WHAT THE TASK REQUIRES: Gather all lines in the data that hold the string "given".

PROVIDED RECORDS:
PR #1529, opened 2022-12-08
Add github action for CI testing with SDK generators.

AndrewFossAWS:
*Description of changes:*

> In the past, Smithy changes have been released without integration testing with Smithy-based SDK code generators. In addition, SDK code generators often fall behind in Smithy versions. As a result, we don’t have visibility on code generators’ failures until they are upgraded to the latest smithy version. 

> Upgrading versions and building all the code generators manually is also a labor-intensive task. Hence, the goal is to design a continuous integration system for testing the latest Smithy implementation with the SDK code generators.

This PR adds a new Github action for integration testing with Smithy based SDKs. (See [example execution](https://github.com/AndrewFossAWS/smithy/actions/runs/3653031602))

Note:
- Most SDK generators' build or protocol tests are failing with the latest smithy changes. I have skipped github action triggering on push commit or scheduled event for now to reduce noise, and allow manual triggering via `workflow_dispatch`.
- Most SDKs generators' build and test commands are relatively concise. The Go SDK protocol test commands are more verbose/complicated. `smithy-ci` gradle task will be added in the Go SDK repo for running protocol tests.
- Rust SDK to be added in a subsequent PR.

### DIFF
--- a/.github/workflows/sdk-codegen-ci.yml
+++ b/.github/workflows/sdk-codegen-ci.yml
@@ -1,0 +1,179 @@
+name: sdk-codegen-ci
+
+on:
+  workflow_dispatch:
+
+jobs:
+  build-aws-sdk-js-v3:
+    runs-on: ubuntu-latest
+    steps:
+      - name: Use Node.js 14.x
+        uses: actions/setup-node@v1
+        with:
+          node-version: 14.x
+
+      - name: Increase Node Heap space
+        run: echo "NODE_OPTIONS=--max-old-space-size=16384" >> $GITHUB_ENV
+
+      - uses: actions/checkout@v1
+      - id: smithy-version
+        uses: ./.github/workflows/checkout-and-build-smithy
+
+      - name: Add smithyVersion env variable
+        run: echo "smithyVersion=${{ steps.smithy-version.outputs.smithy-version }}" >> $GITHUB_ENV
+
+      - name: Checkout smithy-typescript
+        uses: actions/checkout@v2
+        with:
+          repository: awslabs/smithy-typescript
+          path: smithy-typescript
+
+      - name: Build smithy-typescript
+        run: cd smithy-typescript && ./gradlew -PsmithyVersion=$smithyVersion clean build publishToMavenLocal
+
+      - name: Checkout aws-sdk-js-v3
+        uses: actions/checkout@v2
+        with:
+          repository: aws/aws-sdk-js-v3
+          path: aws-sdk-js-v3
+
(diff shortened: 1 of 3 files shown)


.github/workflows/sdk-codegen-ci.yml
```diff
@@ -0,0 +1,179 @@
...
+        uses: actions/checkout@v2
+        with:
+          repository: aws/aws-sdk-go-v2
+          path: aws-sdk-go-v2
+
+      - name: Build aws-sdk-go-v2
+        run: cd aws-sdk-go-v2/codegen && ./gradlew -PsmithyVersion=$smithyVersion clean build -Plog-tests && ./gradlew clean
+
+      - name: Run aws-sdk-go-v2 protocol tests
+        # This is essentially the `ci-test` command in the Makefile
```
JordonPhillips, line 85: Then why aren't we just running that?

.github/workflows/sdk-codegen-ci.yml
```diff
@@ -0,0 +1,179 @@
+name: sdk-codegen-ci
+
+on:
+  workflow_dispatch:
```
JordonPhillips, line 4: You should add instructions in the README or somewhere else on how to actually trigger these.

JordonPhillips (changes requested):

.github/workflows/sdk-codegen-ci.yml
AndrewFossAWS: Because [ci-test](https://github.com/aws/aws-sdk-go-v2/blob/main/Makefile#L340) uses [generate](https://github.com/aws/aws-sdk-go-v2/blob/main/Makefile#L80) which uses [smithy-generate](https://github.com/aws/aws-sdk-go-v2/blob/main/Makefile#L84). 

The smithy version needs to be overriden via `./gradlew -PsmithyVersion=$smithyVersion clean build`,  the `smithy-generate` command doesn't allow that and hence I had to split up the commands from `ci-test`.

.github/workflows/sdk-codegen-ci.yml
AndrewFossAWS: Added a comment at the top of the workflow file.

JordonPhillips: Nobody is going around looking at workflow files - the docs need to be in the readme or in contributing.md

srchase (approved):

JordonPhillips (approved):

--

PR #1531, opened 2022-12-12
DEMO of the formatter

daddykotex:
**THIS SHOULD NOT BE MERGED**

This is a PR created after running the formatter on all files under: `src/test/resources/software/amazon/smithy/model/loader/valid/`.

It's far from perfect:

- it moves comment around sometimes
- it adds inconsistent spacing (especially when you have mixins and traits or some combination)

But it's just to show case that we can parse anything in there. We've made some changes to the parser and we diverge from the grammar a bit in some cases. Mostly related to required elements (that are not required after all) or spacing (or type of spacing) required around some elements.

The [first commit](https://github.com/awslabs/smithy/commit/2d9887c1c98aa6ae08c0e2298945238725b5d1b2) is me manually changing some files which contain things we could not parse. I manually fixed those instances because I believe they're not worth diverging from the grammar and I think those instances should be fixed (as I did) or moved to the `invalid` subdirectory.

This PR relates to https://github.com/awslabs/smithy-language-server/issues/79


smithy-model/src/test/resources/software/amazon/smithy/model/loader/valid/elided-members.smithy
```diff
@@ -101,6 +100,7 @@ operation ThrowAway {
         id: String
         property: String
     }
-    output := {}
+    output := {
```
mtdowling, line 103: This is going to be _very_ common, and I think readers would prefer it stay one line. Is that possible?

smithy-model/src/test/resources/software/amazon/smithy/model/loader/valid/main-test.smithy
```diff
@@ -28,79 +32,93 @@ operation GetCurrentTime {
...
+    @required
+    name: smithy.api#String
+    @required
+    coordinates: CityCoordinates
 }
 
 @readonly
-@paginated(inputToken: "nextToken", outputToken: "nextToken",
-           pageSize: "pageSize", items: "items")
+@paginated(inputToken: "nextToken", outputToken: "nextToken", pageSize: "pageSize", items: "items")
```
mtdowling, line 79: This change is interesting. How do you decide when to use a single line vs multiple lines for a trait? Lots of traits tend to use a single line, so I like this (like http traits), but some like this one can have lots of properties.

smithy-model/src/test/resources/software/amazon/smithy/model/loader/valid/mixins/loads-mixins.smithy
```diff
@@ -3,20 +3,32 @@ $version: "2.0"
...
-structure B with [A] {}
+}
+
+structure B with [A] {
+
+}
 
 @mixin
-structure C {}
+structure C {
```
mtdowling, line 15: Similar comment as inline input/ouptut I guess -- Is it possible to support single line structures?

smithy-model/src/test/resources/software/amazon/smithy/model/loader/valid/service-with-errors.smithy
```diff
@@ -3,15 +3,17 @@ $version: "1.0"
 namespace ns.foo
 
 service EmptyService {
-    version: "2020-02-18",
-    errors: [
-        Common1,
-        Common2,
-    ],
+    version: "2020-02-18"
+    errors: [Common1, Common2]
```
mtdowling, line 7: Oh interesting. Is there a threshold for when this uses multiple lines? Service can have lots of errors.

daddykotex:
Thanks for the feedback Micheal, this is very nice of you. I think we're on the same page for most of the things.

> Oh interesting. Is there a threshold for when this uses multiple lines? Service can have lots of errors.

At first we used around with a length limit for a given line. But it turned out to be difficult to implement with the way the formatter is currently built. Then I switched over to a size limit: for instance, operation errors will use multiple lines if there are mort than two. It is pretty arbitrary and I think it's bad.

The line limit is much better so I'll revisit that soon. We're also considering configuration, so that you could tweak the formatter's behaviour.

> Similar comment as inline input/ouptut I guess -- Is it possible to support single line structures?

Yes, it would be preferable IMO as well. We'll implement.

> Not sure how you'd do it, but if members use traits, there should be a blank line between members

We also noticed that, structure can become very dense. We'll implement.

* * *

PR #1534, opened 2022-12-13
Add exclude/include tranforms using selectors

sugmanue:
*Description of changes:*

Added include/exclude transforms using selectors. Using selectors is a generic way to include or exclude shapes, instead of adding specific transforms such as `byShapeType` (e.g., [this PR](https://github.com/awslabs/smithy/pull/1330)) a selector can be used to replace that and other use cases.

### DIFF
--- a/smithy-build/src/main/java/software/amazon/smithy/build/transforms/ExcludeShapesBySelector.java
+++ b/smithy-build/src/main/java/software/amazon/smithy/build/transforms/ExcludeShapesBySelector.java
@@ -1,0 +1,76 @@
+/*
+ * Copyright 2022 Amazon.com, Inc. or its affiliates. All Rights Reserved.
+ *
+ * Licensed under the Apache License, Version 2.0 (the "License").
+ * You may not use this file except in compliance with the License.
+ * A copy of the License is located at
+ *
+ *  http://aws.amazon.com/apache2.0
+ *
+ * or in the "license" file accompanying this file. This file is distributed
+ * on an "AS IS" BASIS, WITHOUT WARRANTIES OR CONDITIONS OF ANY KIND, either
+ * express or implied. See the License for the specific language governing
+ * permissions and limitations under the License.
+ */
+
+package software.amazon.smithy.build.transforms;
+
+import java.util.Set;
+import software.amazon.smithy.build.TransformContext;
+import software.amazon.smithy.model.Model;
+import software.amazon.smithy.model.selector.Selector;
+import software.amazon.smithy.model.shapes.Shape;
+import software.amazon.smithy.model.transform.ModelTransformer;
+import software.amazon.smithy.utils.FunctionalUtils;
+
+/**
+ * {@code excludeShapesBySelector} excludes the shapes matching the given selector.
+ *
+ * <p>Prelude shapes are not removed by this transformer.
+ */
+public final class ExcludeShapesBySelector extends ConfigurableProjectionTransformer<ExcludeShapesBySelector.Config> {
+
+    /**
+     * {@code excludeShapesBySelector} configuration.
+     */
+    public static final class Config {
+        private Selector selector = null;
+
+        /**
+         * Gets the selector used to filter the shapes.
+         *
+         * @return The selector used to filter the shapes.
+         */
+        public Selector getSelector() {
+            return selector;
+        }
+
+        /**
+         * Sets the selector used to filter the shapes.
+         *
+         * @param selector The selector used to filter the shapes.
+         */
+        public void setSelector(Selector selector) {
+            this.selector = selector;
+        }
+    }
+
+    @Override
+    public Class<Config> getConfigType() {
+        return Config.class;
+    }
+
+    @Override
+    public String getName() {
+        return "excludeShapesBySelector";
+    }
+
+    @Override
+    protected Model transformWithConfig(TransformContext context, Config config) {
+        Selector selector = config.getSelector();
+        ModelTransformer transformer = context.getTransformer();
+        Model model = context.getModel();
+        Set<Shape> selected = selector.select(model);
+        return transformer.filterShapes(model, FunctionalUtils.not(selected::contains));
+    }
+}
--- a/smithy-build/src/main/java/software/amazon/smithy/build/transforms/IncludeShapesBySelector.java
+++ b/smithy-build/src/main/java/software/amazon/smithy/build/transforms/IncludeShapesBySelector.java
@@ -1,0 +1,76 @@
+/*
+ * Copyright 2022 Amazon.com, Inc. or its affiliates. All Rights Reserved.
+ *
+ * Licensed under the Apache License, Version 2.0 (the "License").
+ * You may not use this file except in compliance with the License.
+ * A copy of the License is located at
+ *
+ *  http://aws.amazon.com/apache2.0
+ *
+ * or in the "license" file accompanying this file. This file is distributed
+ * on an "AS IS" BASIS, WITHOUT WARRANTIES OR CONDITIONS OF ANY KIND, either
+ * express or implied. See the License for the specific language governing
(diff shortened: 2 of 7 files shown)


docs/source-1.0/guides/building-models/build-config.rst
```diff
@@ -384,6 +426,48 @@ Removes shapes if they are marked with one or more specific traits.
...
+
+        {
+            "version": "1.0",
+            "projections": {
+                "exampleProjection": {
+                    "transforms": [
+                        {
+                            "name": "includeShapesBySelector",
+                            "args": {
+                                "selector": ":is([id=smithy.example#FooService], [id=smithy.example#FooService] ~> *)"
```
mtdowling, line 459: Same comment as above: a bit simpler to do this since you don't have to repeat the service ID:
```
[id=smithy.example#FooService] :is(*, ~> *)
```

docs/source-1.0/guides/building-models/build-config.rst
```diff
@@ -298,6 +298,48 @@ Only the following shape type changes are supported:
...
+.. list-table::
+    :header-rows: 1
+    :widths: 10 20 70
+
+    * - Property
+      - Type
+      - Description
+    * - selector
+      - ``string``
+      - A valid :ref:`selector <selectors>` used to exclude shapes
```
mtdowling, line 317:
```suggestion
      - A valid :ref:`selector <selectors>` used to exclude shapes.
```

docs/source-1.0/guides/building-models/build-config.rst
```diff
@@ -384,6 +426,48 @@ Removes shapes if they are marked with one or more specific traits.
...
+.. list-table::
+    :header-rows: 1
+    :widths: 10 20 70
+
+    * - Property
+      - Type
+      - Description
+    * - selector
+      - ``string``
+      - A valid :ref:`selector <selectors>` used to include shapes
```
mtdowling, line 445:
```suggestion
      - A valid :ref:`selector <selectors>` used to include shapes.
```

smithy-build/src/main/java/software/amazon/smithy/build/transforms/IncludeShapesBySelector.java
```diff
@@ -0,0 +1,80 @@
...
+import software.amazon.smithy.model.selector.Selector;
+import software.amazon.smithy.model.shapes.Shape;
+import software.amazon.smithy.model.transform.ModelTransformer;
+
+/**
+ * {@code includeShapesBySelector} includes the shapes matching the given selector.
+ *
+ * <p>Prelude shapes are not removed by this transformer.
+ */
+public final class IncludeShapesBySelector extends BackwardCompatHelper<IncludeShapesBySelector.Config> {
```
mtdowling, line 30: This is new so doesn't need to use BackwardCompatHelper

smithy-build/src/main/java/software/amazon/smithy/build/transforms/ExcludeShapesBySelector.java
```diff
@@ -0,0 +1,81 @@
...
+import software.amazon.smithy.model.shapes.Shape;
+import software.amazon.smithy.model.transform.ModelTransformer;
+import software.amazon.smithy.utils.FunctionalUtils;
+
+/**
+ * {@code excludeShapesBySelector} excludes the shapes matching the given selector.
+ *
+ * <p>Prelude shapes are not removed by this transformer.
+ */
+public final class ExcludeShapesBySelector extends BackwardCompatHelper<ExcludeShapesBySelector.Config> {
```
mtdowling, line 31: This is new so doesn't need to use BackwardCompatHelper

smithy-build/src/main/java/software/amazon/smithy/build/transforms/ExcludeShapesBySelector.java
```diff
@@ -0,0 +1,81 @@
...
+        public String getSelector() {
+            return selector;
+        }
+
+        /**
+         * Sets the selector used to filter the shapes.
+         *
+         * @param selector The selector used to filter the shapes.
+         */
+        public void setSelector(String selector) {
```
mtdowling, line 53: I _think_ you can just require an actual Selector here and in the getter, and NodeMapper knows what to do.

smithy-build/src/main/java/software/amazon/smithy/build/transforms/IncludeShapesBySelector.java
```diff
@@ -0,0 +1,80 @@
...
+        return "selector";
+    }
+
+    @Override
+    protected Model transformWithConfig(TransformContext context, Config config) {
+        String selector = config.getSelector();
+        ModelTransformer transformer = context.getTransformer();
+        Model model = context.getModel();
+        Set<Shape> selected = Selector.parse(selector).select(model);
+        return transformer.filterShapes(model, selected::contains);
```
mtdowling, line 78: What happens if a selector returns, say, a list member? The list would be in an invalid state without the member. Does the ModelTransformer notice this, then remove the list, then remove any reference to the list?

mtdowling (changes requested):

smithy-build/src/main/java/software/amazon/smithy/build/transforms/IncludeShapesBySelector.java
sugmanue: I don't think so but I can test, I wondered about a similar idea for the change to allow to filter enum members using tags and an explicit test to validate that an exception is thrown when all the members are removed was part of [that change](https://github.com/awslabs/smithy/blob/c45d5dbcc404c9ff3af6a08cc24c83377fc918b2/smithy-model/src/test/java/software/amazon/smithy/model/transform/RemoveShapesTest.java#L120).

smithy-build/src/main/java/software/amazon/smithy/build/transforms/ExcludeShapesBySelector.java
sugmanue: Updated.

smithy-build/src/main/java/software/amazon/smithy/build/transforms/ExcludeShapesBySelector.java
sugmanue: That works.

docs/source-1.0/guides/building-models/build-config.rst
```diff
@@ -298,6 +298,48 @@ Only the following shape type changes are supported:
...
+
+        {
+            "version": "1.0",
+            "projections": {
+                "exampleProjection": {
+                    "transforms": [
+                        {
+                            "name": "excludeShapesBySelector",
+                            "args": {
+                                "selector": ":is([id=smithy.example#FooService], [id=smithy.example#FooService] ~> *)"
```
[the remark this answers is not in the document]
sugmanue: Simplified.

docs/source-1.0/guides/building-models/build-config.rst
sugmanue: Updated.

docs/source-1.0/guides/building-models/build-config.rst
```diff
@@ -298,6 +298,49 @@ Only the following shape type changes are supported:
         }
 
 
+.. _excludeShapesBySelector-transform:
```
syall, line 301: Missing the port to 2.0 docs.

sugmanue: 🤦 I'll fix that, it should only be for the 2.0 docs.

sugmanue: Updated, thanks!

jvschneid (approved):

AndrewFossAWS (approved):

WORKED SOLUTION:
At first we used around with a length limit for a given line. But it turned out to be difficult to implement with the way the formatter is currently built. Then I switched over to a size limit: for instance, operation errors will use multiple lines if there are mort than two. It is pretty arbitrary and I think it's bad.
+ * {@code excludeShapesBySelector} excludes the shapes matching the given selector.
+ * {@code includeShapesBySelector} includes the shapes matching the given selector.
+ * {@code excludeShapesBySelector} excludes the shapes matching the given selector.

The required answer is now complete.